Chimichurri is an Argentinian sauce typically served alongside grilled steaks, lamb, chicken or even pork sausages but we eat it with just about anything. My daughter likes it best on a grilled slice of garlic bread. Yes, this sauce is just that good. So good, in fact, that we’ve even caught her licking the bowl but who could blame her?!
The best part about chimichurri is that the sauce comes together quickly with the aid of my food processor. Chimichurri sauce recipes vary from family to family but for my chimichurri sauce, I use parsley, cilantro, fresh garlic, onion, salt, pepper, some red wine vinegar and extra virgin olive oil. Some people add oregano but I just don’t care for the flavor so I leave it out. To spice it up, we add red pepper flakes but we omit this for the kids who don’t like it spicy.
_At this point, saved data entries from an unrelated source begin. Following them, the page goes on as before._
PR #4512, opened 2020-08-27
test/test_findspam.py: fail immediately if regex too old

tripleee:
Running with a too old version of the regex library can cause the test to take an excessively long time and even crash the system

### DIFF
--- a/findspam.py
+++ b/findspam.py
@@ -3,7 +3,6 @@
 
 import sys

This week we decided to make some of our family favorites — shrimp pasta and chimichurri– and create this new dish. It was really good and both grown-ups and children alike were looking around for more. Of course, you could omit the shrimp entirely and have an extremely flavorful vegetarian dish as well.
Chimichurri pairs well with shrimp and pasta and is easily adaptable to you tastes.
- 1 pound Pasta, any shape
- 2 tablespoons unsalted butter
- 1/4 cup kosher salt
- 1/3 cup of Chimichurri Sauce
- 1 1/2 pounds large shrimp, peeled and deveined
- 2 teaspoons garlic, minced
- 1/4 cup grated Parmesan
- salt and pepper to taste
- Set a large 1-gallon stock pot of water to a boil and add the kosher salt. Place the pasta in the pot and stir the pot until the water returns to a boil. Cook the pasta until tender, but with a bit of resistance (al dente), about 12 minutes. (We like our pasta a little softer so we cook a few minutes longer).
- While the pasta cooks, prepare the shrimp. Set a 12-inch saute pan over medium-high heat. Add 2 teaspoons of the garlic and butter to the pan. Once the butter has melted, season the shrimp with salt and pepper then add the shrimp to the pan. Sear the shrimp until pink, about 1 minute, then turn over and cook for another minute. Remove the shrimp from the pan and set aside.
- After the pasta is cooked top with shrimp and fresh chimichurri sauce. Add Parmesan cheese and toss to blend. Serve immediately.